**PROMPT**
Give again, word for word, every line in the entries below from the line with "Is subId useful" up to and including the line with "Have you started", and no other line.

**TASK INPUT**
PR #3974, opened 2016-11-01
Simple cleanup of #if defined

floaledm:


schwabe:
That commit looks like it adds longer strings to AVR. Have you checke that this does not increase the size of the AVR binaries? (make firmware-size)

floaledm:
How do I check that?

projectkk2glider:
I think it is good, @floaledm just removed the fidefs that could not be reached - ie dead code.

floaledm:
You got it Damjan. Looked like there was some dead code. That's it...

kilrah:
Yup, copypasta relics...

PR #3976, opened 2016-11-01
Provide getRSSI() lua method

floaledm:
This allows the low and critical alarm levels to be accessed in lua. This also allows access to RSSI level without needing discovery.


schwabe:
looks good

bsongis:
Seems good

--

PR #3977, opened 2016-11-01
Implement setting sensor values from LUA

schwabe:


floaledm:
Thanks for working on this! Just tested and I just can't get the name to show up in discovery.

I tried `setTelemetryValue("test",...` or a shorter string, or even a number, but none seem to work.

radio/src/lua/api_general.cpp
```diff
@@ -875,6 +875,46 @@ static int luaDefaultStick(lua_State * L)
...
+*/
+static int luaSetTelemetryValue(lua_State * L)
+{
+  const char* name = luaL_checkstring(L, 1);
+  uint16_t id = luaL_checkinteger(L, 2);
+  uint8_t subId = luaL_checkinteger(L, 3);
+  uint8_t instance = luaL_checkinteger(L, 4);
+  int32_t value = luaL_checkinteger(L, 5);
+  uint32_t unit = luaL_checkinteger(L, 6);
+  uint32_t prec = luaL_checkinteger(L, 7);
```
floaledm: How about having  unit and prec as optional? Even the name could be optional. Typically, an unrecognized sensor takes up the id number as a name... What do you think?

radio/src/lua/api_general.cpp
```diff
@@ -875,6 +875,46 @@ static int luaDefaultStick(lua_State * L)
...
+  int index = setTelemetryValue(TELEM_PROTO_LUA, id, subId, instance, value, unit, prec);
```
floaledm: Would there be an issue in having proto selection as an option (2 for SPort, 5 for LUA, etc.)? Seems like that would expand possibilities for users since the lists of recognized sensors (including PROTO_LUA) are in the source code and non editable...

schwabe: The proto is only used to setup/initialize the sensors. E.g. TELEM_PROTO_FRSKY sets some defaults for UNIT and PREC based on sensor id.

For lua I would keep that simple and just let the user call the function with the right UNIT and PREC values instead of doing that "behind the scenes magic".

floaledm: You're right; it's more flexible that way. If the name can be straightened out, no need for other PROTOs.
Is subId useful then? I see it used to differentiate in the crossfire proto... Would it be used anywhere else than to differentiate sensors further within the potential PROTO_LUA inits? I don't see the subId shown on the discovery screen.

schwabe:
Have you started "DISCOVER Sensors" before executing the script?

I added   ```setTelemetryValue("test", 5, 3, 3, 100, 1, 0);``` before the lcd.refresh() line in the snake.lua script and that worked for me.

**EXPECTED ANSWER**
Is subId useful then? I see it used to differentiate in the crossfire proto... Would it be used anywhere else than to differentiate sensors further within the potential PROTO_LUA inits? I don't see the subId shown on the discovery screen.

schwabe:
Have you started "DISCOVER Sensors" before executing the script?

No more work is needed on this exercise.